Segment Open

Issue #155, opened 2017-08-22
Documentation & Examples


magx2:
Hi,

Do you have some tutorial/examples how to use this plugin with Netty? I think that Java docs are not sufficient. 

Thanks

magx2:
Any update on this?

stavalfi:
Is it a pre-requirement to control `Netty` before learning this library? If yes, which topics in `Netty`?

violetagg:
In most cases there is no such prerequisite.

kweheliye:
@violetagg 

Is there a way to have early access of the new 0.8.0 release?, just to see and test the new up coming features and changes.

Appreciate if you can point out. Thanks

violetagg:
@kweheliye Hey, yes sure, try our 0.8.0.M2 from https://repo.spring.io/libs-milestone

PR #627, opened 2019-03-04
Initial documentation

violetagg:
#155


violetagg:
> We should start with this and continue iterating - also will setup integration on the website

+1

Segment Closed

◆ **What to do**
Every line above with the word "Netty" belongs in the answer, copied as written.

◆ **Task answer**
Do you have some tutorial/examples how to use this plugin with Netty? I think that Java docs are not sufficient. 
Is it a pre-requirement to control `Netty` before learning this library? If yes, which topics in `Netty`?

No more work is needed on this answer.